As you think about your interactions with the teens in your life, ask yourself: Which behaviors build connection—and which might unintentionally create distance? Building meaningful connectedness isn’t always easy, but it’s one of the most powerful tools we have to support teen mental health and wellbeing. Your belief in them, steady presence, and willingness to choose connection, though at times hard, can make all the difference. When we all experience connection, life feels more meaningful, which for teens, is not only vital for their emotional wellbeing—it can literally be life-saving.

References

U.S. Surgeon General Advisory on Youth Mental Health (2021).

Centers for Disease Control and Prevention. Preventing Suicide: A Technical Package of Policy, Programs, and Practices (2017).

Ford, C. A., Pool, A. C., Kahn, N. F., Jaccard, J., & Halpern, C. T. (2023).

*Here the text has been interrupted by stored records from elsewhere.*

PR #1960, opened 2021-11-04
Improve Zero Warmup Rate Limiter to Catch Int Literals

kevin-yu-0602:
## Before this PR
Follow up to https://github.com/palantir/gradle-baseline/pull/1958 to allow the rule to catch int literals passing in 0 as the warmup time.

## After this PR

==COMMIT_MSG==
==COMMIT_MSG==

### DIFF
--- a/baseline-error-prone/src/main/java/com/palantir/baseline/errorprone/ZeroWarmupRateLimiter.java
+++ b/baseline-error-prone/src/main/java/com/palantir/baseline/errorprone/ZeroWarmupRateLimiter.java
@@ -92,7 +92,7 @@ public final class ZeroWarmupRateLimiter extends BugChecker implements BugChecke
     }
 
     private static boolean isIntLiteralZero(ExpressionTree expressionTree, VisitorState state) {
-        Integer warmupTime = ASTHelpers.constValue(expressionTree, Integer.class);
-        return warmupTime != null && warmupTime.equals(0);
+        Number warmupTime = ASTHelpers.constValue(expressionTree, Number.class);
+        return warmupTime != null && (warmupTime.equals(0) || warmupTime.equals(0L));
     }
 }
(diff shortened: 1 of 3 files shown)


baseline-error-prone/src/test/java/com/palantir/baseline/errorprone/ZeroWarmupRateLimiterTest.java
```diff
@@ -66,6 +66,29 @@ public void should_remove_duration_zero_static_import() {
...
 
+    @Test
+    public void should_remove_long_literal_zero() {
+        fix().addInputLines(
+                        "Test.java",
+                        "import com.google.common.util.concurrent.RateLimiter;",
+                        "import java.util.concurrent.TimeUnit;",
+                        "class Test {",
+                        "  void f() {",
+                        "    RateLimiter.create(10, 0, TimeUnit.SECONDS);",
```
carterkozak, line 77: Might be helpful to add a test using a long literal `0L`

baseline-error-prone/src/main/java/com/palantir/baseline/errorprone/ZeroWarmupRateLimiter.java
```diff
@@ -81,4 +90,9 @@ private static boolean isDurationZero(ExpressionTree expressionTree, VisitorStat
         }
         return false;
     }
+
+    private static boolean isIntLiteralZero(ExpressionTree expressionTree, VisitorState state) {
+        Integer warmupTime = ASTHelpers.constValue(expressionTree, Integer.class);
+        return warmupTime != null && warmupTime.equals(0);
+    }
```
carterkozak: I wonder if this would be more robust using `Number` (entirely untested):

```suggestion
    private static boolean isLiteralZero(ExpressionTree expressionTree, VisitorState state) {
        Number warmupTime = ASTHelpers.constValue(expressionTree, Number.class);
        return warmupTime != null && warmupTime.longValue() == 0L;
    }
```

baseline-error-prone/src/test/java/com/palantir/baseline/errorprone/ZeroWarmupRateLimiterTest.java
kevin-yu-0602: Good idea.

carterkozak (approved):
Thanks!

PR #1966, opened 2021-11-09
Add error-prone check to prefer hasNoArgs

pkoenig10:
Error prone check to switch to the methods added in https://github.com/palantir/safe-logging/pull/607 and https://github.com/palantir/conjure-java-runtime-api/pull/702.

Probably want to wait a while before merging this so repos have upgraded to releases with the `hasNoArgs` method.


baseline-error-prone/src/test/java/com/palantir/baseline/errorprone/AssertNoArgsTest.java
```diff
@@ -0,0 +1,202 @@
...
+        fix().addInputLines(
+                        "Test.java",
+                        "import com.palantir.logsafe.Arg;",
+                        "import com.palantir.logsafe.testing.LoggableExceptionAssert;",
+                        "public class Test {",
+                        "  void f(LoggableExceptionAssert a, Arg<?> arg) {",
+                        "    a.hasArgs(arg);",
+                        "  }",
+                        "}")
+                .addOutputLines(
```
carterkozak: expectUnchanged?

baseline-error-prone/src/test/java/com/palantir/baseline/errorprone/AssertNoArgsTest.java
```diff
@@ -0,0 +1,202 @@
...
+                        "  void f(LoggableExceptionAssert a) {",
+                        "    a.containsArgs();",
+                        "  }",
+                        "}")
+                .addOutputLines(
+                        "Test.java",
+                        "import com.palantir.logsafe.testing.LoggableExceptionAssert;",
+                        "public class Test {",
+                        "  void f(LoggableExceptionAssert a) {",
+                        "    a.hasNoArgs();",
```
carterkozak, line 146: I think this one could produce failures, but I can't imagine anyone would write `.containsArgs()` and expect it to be a no-op.

pkoenig10: Searching our internal repos, I only see 2 uses of `.containsArgs()` without any arguments and they are both in a repo I own. And the intention in both cases was to assert that the exception has no args.

It's probably more likely that this change is a bug fix.

carterkozak: Yep :+1:

carterkozak (approved):

baseline-error-prone/src/main/java/com/palantir/baseline/errorprone/AssertNoArgs.java
```diff
@@ -0,0 +1,59 @@
...
+import com.sun.source.tree.MethodInvocationTree;
+
+@AutoService(BugChecker.class)
+@BugPattern(
+        name = "AssertNoArgs",
+        link = "https://github.com/palantir/gradle-baseline#baseline-error-prone-checks",
+        linkType = BugPattern.LinkType.CUSTOM,
+        severity = BugPattern.SeverityLevel.WARNING,
+        summary = "Prefer hasNoArgs when asserting that an exception has no args.")
+public final class AssertNoArgs extends BugChecker implements BugChecker.MethodInvocationTreeMatcher {
```
carterkozak, line 37: @pkoenig10 we probably should have added this to the BaselineErrorProneExtension so it's automatically fiexed

carterkozak: #1967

Associations Between Mother-Adolescent and Father-Adolescent Relationships and Young Adult Health, JAMA Network Open.

Giannakopoulos, G., et al. (2009). Adolescents’ Wellbeing and Functioning: Relationships with Parents’ Health, Health and Quality of Life Outcomes.

Kushala, S. Parent-Adolescent Relationships and Adolescent Suicidal Behaviors (CHOP).

Rothwell, J. (2021). Parenting Is the Key to Adolescent Mental Health, Institute for Family Studies.

Whitlock, J., Wyman, P. A., Moore, S. R. (2014). Connectedness and Suicide Prevention in Adolescents, Suicide Life Threat Behav.